Yields 3 – 4 Bowls. Time: Approx. 3 – 4 Hours.

Ingredients

  • 1 – 2 lbs Bone-In Short Ribs
  • 2 Tablespoons Olive Oil (For Searing Meat)
  • Mirepoix (Carrots,Celery, Onion; Roughly Chopped):
    • 1 Small Carrot
    • 3 Stalks Celery
    • 1 Medium Onion
  • 1 1/2 Tablespoons Miso Paste (Any type of Miso Works)
  • 1 Tablespoon Oyster Sauce
  • 1 Tablespoon Hoisin Sauce
  • 2 Teaspoons Soy Sauce (Shoyu)
  • 1 Tablespoon Black Pepper (1/2 Tablespoon for White Pepper)
  • 1 1/2 Teaspoon Sesame Oil
  • 1 1/2 Tablespoon Fresh Ginger
  • 1 1/2 Tablespoon Fresh Garlic
  • 1 Teaspoon Aji-Mirin
  • 1 lb Bok Choy (Chopped to Bite-Sized Pieces)
  • 1 lb Napa Cabbage (Chopped to Bite-Sized Pieces)
  • 1 lb Choy Sum (Chopped to Bite-Sized Pieces)
  • 2 (32 oz) Boxes Beef Stock
  • 1 Beef Bouillon Cube
  • 1 Bunch Green Onions (For Garnish)
  • Bean Sprouts (For Garnish)
  • Your Choice of Ramen Noodles (This is what I use)
  • Optional:
    • Thinly Sliced Steak or Stew Meat
    • Protein/Bouillon Cube/Stock can be substituted for Pork or Chicken.

Directions

  1. Season Short Ribs with Salt and Pepper.
  2. Heat Medium or Large Pot to Medium High; Once heated add oil. Sear Short Ribs on all sides.
  3. Once Short ribs are seared remove from pot and Add Mirepoix to Caramelize. Once Caramelized; Add Garlic, Ginger, Beef Bouillon, and Sesame Oil to Sauté After 2 Minutes of Sautéing add Oyster Sauce, Hoisin Sauce, Miso Paste, Aji-Mirin, Soy Sauce, and Beef Stock. Bring to a Boil for 30 Minutes.
  4. After 30 Minutes are up remove Mirepoix (Carrots, Celery, and Onions).
  5. Add Short Ribs back in and Simmer for 1 1/2 to 2 hours on medium low heat (Stir Occasionally)[If you want a thicker soup just cook for a longer period to reduce it]. If adding Stew Meat also add at this time. If using Thinly Sliced Beef add at the end before serving.
  6. After you Simmer Soup; Add Cabbage, Bok Choy, and Choy Sum; Cook till desired textured.
  7. Cook Noodles in Separate pot for individual portions.
  8. Serve and Enjoy.

Crepes

When you’re craving more than just regular pancakes. Yield 12 to 14 crepes. Time: 10 – 15 Minutes.

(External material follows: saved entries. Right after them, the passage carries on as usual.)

PR #286, opened 2017-11-23
Minor memory leaks, performance issues and logic abreviation made.

Carmot:
Also changed pi values across the code to M_PI constant defined in math.h

### DIFF
--- a/prog/affine_reg.c
+++ b/prog/affine_reg.c
@@ -42,7 +42,7 @@ static l_int32 RenderHashedBoxa(PIX *pixt, BOXA *boxa, l_int32 i);
      *    5: test with large distortion
      */
 static const l_int32  x1[] =  { 300,  300,  300,  95,    32};
-static const l_int32  y1[] =  {1200, 1200, 1250, 2821,  934};
+static const l_int32  yy1[] =  {1200, 1200, 1250, 2821,  934};
 static const l_int32  x2[] =  {1200, 1200, 1125, 1432,  487};
 static const l_int32  y2[] =  {1100, 1100, 1100, 2682,  934};
 static const l_int32  x3[] =  { 200,  200,  200,  232,   32};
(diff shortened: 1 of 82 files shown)


DanBloomberg:
Thanks for this.  I'm sure most of these changes are good.  What tool did you use to derive this?

I have not yet gone over this in detail.  I have the following requests:
(1) break it up into 2 parts: changes to the library and changes to the programs
(2) look over it in detail to see where the static analysis failed, and remove them.  For example, the change in list.c, treating pointers as if they were booleans, would be disastrous.
(3) also separate out the changes where it is suggesting a change (e.g., on an index) but not actually making the change -- so actually, I'd like you to break this change into 3 parts.

Then I can deal with the library first, then the suggested changes that are comments, and finally the programs.

  -- Dan

DanBloomberg:
line 1728 of grayquant.c is another example of a disastrous substitution.

DanBloomberg:
on second thought, since i have to go over this in detail anyway, don't bother with making the changes i suggested.  However, if you want to look it over and note changes (like the ones mentioned above) that are incorrect, that would be very helplful.

my general approach to bulk changes like these is to do them incrementally in the library, running the full set of regression tests periodically as the changes are put in.

DanBloomberg:
I've looked at about half the suggested changes for the library, and have committed some of the changes. The conflicting files above are due to that.

Aside from the logic errors with pointers that the static checker made, some other issues that came up are:
  * Can't use M_PI (double) generally; pta functions use floats.
  * graylevels checked in pixOctcubeQuantMixedWithGray(); must be > 1.
  * in pageseg.c, need all "if (pixadb) { " because of local variable declarations

Many of the float casts are unnecessary; the ones I kept involved preventing integer division and avoiding overflow with integer multiplication.  In all, I've kept about half of the suggested changes.

I expect to finish going over the library issues within a week or two.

For Consistency issues you may have add more milk if batter is too thick

Ingredients

  • 2 Cups AP Flour
  • 1 Tablespoons Sugar
  • 1/4 Teaspoon Salt
  • 1/4 Cup Water
  • 1 Cup Milk
  • 2 Eggs
  • 3 Tablespoons Butter (Melted)

Directions

  1. Add all ingredients to a blender and blend until batter is smooth. If you don’t have a blender Sift Flour and mix until smooth with no lumps.
  2. Heat a Skillet to Medium Low.
  3. Pour 1/4 to 1/3 cup of batter into pan. Swirl in pan to evenly distribute batter (to make sure it’s a this as possible).
  4. Cook until crepes looks dry with no liquid and then flip to complete cooking.
  5. You can either cool completely and stack like a cake with filling in between each layer or eat warm with fruits.
  6. Add Whipped Cream or other toppings after cooking is finished.